All this is not to deny the tremendous harm that the Trump Administration has done to the Palestinian people. Many of Trump’s policies have been departures from longstanding foreign policy, and it is unlikely that Hillary Clinton would have made these same changes. However, there were few Democrats who opposed Trump’s more extreme policy toward Israel, so it’s difficult to know what would have happened under Hillary Clinton, had she been in office. Trump moved the US embassy to Jerusalem, recognized Israel’s annexation of East Jerusalem and recognized Jerusalem as Israel’s capital. He recognized the Golan Heights as Israeli land, even though it is Syrian land which was seized in 1967, during Israel’s six day war of aggression and expansion. Trump also stopped humanitarian aid to Palestinians, closed down a Palestinian diplomatic mission and signed an executive order pressuring universities to take action against pro-Palestinian activists. 

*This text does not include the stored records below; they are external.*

PR #661, opened 2022-02-24
Write Service object as a YAML fragment in example

pivotaljohn:

This PR illustrates a recommendation to use YAML templating rather than text templating in the "Source to App Config In Git" example.

By:
- capturing the Knative Service object as a [YAML Fragment](https://carvel.dev/ytt/docs/v0.40.0/lang-ref-yaml-fragment), and
- [string-encoding that YAML](https://carvel.dev/ytt/docs/v0.40.0/lang-ref-ytt/#yaml) into the ConfigMap `manifest` entry
the end-user can avoid challenges related to text templating (e.g. string escaping, indentation).

Whenever a YAML structure is being built, the Carvel team recommends using this technique.

Also (minor): remove redundant `load()` call in `serviceaccount.yaml`: the scope of identifiers set from a `load()` is the entire file, not just the document.

## PR Checklist

- [ ] ~Linked to a relevant issue. Eg: `Fixes #123` or `Updates #123`~

### DIFF
--- a/examples/gitwriter-sc/README.md
+++ b/examples/gitwriter-sc/README.md
@@ -195,41 +195,49 @@ spec:
   # context is avoided.
   ytt: |
     #@ load("@ytt:data", "data")
-    apiVersion: v1
-    kind: ConfigMap # <=== a configmap is templated
+    #@ load("@ytt:yaml", "yaml")
+
+    #! `service()` returns a YAML fragment that is the Service object
+    #@ def service():
+    apiVersion: serving.knative.dev/v1
+    kind: Service
     metadata:
-      name: #@ data.values.workload.metadata.name # <=== The same templating context is available
-                                                         with info about the workload, params and artifacts
-                                                         created earlier by the supply chain
-    data:
-      #@yaml/text-templated-strings
-      manifest: |
-        apiVersion: serving.knative.dev/v1
-        kind: Service # <=== in the configmap.data field, a Service object is configured
+      name: #@ data.values.workload.metadata.name
+      labels:
+        #! An optional label for kapp-controller is written if specified by the app dev
+        #@ if "labels" in data.values.workload.metadata and \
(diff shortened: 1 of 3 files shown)


pivotaljohn:
troubleshooting the failed build. 👍🏻

pivotaljohn:
🤔  I might need a hand with this.

With the original change-set (edits to the README.md and the example code itself), [the validation failed](https://github.com/vmware-tanzu/cartographer/runs/5312046096?check_suite_focus=true#step:10:1964) for reasons clearly connected to the change-set.
However, I'm unable to determine the root cause — I can't seem to find the clear signal in the CI output.

In an effort to "get back to green," I've since completely walked back any code change (all that's currently sitting in the PR, right now are edits to the README.md).
But that [failed validation for what seems to be an unrelated reason](https://github.com/vmware-tanzu/cartographer/runs/5326411317?check_suite_focus=true#step:9:1956).

Any advice of either something to look at or try?

pivotaljohn:
Thank you, @waciumawanjohi!

Tracking down the root cause of this error:
```
kapp: Error: Applying create service/gitwriter-sc (serving.knative.dev/v1) namespace: default:
      Creating resource service/gitwriter-sc (serving.knative.dev/v1) namespace: default:
        API server says: admission webhook "webhook.serving.knative.dev" denied the request: mutation failed: cannot decode incoming new object: json: cannot unmarshal number into Go struct field ObjectMeta.spec.template.metadata.annotations of type string (reason: BadRequest)
```

Currently quite confused as both versions of the ConfigMap are setting that value of the annotation to a string... somewhere, the value `"1"` is being converted to `1`... 🤔

waciumawanjohi:
Closing this PR as the example currently follows the above advice (to use yaml templating by creating a yaml fragment and encoding it). See: https://github.com/vmware-tanzu/cartographer/blob/912b1521c29c6e64bcbbaeac4a44417375e85131/examples/gitwriter-sc/app-operator/config-service.yaml#L32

While Joe Biden states his support for a two-state solution, a proposal that has been on the table for years, conditions on the ground in Israel and Palestine work against such a proposal at this time and may no longer be the Palestinians’ preferred solution. It is a contradiction in terms to talk about a “democratic Jewish” state — it would need to be one state with equal rights for all. So it is clear that Biden will not reset U.S. policy toward Israel and Palestine, but may bring us back to the end of 2016, early 2017, just before then President Obama left office. 

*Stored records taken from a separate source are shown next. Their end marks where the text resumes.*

PR #675, opened 2022-03-01
Resources in workload status

### LINKED ISSUE #664: Include supply chain resources in workload status
From RFC https://github.com/vmware-tanzu/cartographer/pull/634

Spike on this branch https://github.com/vmware-tanzu/cartographer/tree/spike-resources-in-workload-status

martyspiewak:

Workloads/deliverables list the stamped objects, templates, inputs, and outputs created by the blueprint per #634 

closes #664 

## Release Note

Workloads/deliverables list the stamped objects, templates, inputs, and outputs created by the blueprint per #634 

## PR Checklist


pkg/apis/v1alpha1/common.go
```diff
@@ -191,3 +192,22 @@ type FieldSelectorRequirement struct {
 	// the values array must be empty.
 	Values []string `json:"values,omitempty"`
 }
+
+type RealizedResource struct {
```
cirocosta, line 196: I think it'd be nice to have a description for these , e.g., for the others it's pretty well defined

```console
$ k explain workload.status
KIND:     Workload
VERSION:  carto.run/v1alpha1
...
   observedGeneration   <integer>
     ObservedGeneration refers to the metadata.Generation of the spec that
     resulted in the current `status`.

   resources    <[]Object>
     Resources contain references to the objects created by the Supply Chain and
     the templates used to create them. It also contains Inputs and Outputs that
     were passed between the templates as the Supply Chain was processed.
```

but then lacking at this level

```console
$ k explain workload.status.resources
KIND:     Workload
VERSION:  carto.run/v1alpha1
...
   inputs       <[]Object>

   name <string> -required-

   outputs      <[]Object>
```

pkg/controller/deliverable/reconciler.go
```diff
@@ -154,41 +156,46 @@ func (r *Reconciler) Reconcile(ctx context.Context, req ctrl.Request) (ctrl.Resu
...
 
-func (r *Reconciler) completeReconciliation(ctx context.Context, deliverable *v1alpha1.Deliverable, err error) (ctrl.Result, error) {
+func (r *Reconciler) completeReconciliation(ctx context.Context, deliverable *v1alpha1.Deliverable, realizedResources []v1alpha1.RealizedResource, err error) (ctrl.Result, error) {
 	log := logr.FromContextOrDiscard(ctx)
 	var changed bool
 	deliverable.Status.Conditions, changed = r.conditionManager.Finalize()
 
 	var updateErr error
-	if changed || (deliverable.Status.ObservedGeneration != deliverable.Generation) {
+	if changed || (deliverable.Status.ObservedGeneration != deliverable.Generation) || !reflect.DeepEqual(deliverable.Status.Resources, realizedResources) {
```
cirocosta, line 197: nit: I usually see folks using [`equality.Semantic.DeepEqual`](https://github.com/kubernetes/apimachinery/blob/2936d3f03931b9c06a641799605d8e806cb2a58b/pkg/api/equality/semantic.go), but, tbh, I'm not sure how significant that is for what we're achieving here

pkg/templates/templates.go
```diff
@@ -24,10 +24,13 @@ import (
 	"github.com/vmware-tanzu/cartographer/pkg/eval"
 )
 
+const PREVIEW_CHARACTER_LIMIT = 1000
```
cirocosta: 1024 👀? 

_(very loosely held opinion 😅 )_

cirocosta:
I was trying out a small supplychain to check some possible edge cases, and noticed that with the current implementation (which is indeed right according to the RFC), we can observe that whenever there's an error that prevents the controller from gathering an output, further resources down the list end up with the `stampedRef` and `outputs` emptied out

e.g., consider the following supplychain:

```yaml
  resources:
    - name: source-provider
      templateRef:
        kind: ClusterSourceTemplate
        name: source

    - name: image-builder
      templateRef:
        kind: ClusterImageTemplate
        name: image
      sources:
        - resource: source-provider
          name: source

    - name: deployer
      templateRef:
        kind: ClusterTemplate
        name: app-deploy
      images:
        - resource: image-builder
          name: image
```

with everything going well, I end up with the following status:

Of these major changes in policy, Biden will likely restore the humanitarian aid and the diplomatic mission while leaving everything else just as Trump left it. In fact, he has pledged to keep the embassy in Jerusalem. This continuity is perhaps one reason why Biden has won the favor of the Israel lobby. Whereas the Obama Administration faced harsh criticism from groups like AIPAC, Biden has fostered a friendly relationship with them. Another factor may be Trump’s tendency to alienate neo-conservatives by feigning an anti-war stance. Also, the Israel lobby is worried about the pro-Palestinian turn developing in the Democratic voting base, particularly among younger voters. A staunchly pro-Israel Democratic Administration could serve as a stop gap against losing the Democratic Party in the long run.

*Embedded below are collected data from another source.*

PR #678, opened 2022-03-01
Cleanup orphaned objects when blueprint template changes

### LINKED ISSUE #592: When a resource with multiple templates select a different template, then there are not orphan objects
As a follow on to #573 

```
Given: A supply chain that has two templates for a resource, templateA and templateB
AND: a workload that results in templateA being selected
When: A workload is modified to result in templateB being selected
Then: The objects created by templateA are cleaned up
```

This can resolve both ytt templates and options that generate orphans.

martyspiewak:
Co-authored-by: Marty Spiewak <mspiewak@vmware.com>

Cleanup orphaned objects when blueprint template changes

closes #592

## Release Note

Workloads/deliverables cleanup orphaned objects when blueprint template changes

## PR Checklist


pkg/controller/deliverable/reconciler.go
```diff
@@ -260,6 +265,40 @@ func (r *Reconciler) trackDependencies(deliverable *v1alpha1.Deliverable, realiz
...
 
+func (r *Reconciler) cleanupOrphanedObjects(ctx context.Context, previousResources, realizedResources []v1alpha1.RealizedResource) error {
+	log := logr.FromContextOrDiscard(ctx)
+
+	var orphanedObjs []*corev1.ObjectReference
+	for _, prevResource := range previousResources {
+		orphaned := true
+		for _, realizedResource := range realizedResources {
+			if realizedResource.StampedRef.Kind == prevResource.StampedRef.Kind &&
+				realizedResource.StampedRef.Name == prevResource.StampedRef.Name {
```
cirocosta, line 280: wdyt of considering the whole `apiVersion` here? e.g., to account for version bumps (like how we bumped `kpack/v1alpha1` to `kpack/v1alpha2` a couple months ago), or even group changes

pkg/controller/deliverable/reconciler.go
```diff
@@ -260,6 +265,40 @@ func (r *Reconciler) trackDependencies(deliverable *v1alpha1.Deliverable, realiz
...
+	for _, orphanedObj := range orphanedObjs {
+		obj := &unstructured.Unstructured{}
+		obj.SetNamespace(orphanedObj.Namespace)
+		obj.SetName(orphanedObj.Name)
+		obj.SetGroupVersionKind(orphanedObj.GroupVersionKind())
+
+		log.V(logger.DEBUG).Info("deleting orphaned object", "object", orphanedObj)
+		err := r.Repo.Delete(ctx, obj)
+		if err != nil {
+			return err
```
cirocosta, line 299: should we wrap this err? iirc, that's the pattern we use at least in most places

cirocosta (commented):
looking good! left two comments on deliverable, but should be for workloads too 😁

cirocosta:
I didn't get to do proper acceptance on it yet, but I wonder if the GC would suffer from something like I mentioned in https://github.com/vmware-tanzu/cartographer/pull/675#issuecomment-1055915660 where we lose `stampedRef`s (I _think_ **no** because we're always looking at `.status`?)

pkg/controller/deliverable/reconciler.go
emmjohnson: No, because we end up ignoring it

emmjohnson:
> I didn't get to do proper acceptance on it yet, but I wonder if the GC would suffer from something like I mentioned in [#675 (comment)](https://github.com/vmware-tanzu/cartographer/pull/675#issuecomment-1055915660) where we lose `stampedRef`s (I _think_ **no** because we're always looking at `.status`?)

It would have suffered... but we resolved that comment in the other PR 🥇

cirocosta:
it looks really good! I was trying to get it to "break", and one scenario that I've found is the following:

1. create a supplychain that has a resource whose template we want to switch on the fly (i.e., make it flip between say, ConfigMap and Secret)

2. for that ConfigMap, put a finalizer on it that won't ever be acted upon (thus, DELETEs will not really delete)

3. notice that the new object is created, a DELETE is indeed attempted (`metadata.deletionTimestamp` is indeed set), but the object stays there and there will be no further tries (as at that point we already lost that reference from `status.resources`)

tbf, I don't think there's a workaround here - as long as we're able to get a 200OK back from the `DELETE` call we're making, I'd say that indeed, consider it deleted 👍

cirocosta (approved):
lgtm 😁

Joe Biden’s pick of Kamala Harris for Vice President only helps cement this incoming administration as thoroughly anti-Palestinian. When asked by a New York Times reporter if she thinks Israel meets the international standard for human rights, she waffled about “shared values” before the reporter had to repeat the question. This time she asked him, “what specifically are you referring to?” This interview was conducted in April of 2019, so Israel’s crimes during the Great March of Return – such as sniping medics, journalists and unarmed protesters – were fresh in the public’s consciousness. Yet strangely, she couldn’t seem to recall any human rights contentions surrounding Israel. Finally, she answered, “overall, yes.”

Vice President elect Karmala Harris pro-Israel position is no secret.  . As senator, the first resolution she co-sponsored was one condemning the Obama Administration’s decision to abstain, rather than veto, the UN Security Council resolution against settlement expansion in 2016. Like Biden, she opposes cutting or conditioning military aid to Israel. According to Halie Soifer, a former aide to Harris and head of the Jewish Democratic Council for America, Biden and Harris are “squarely aligned” in their support for Israel and “the only difference between the two is the amount of time Joe Biden has been working on this issue,”

It is expected that changes Trump made to American-Israeli relations will be mostly unchanged under Biden. What’s worse is that we will see a continuation of the decades of unrelentingly anti-Palestinian US policies that laid the groundwork for the landgrabs, massacres and apartheid that Israel commits today.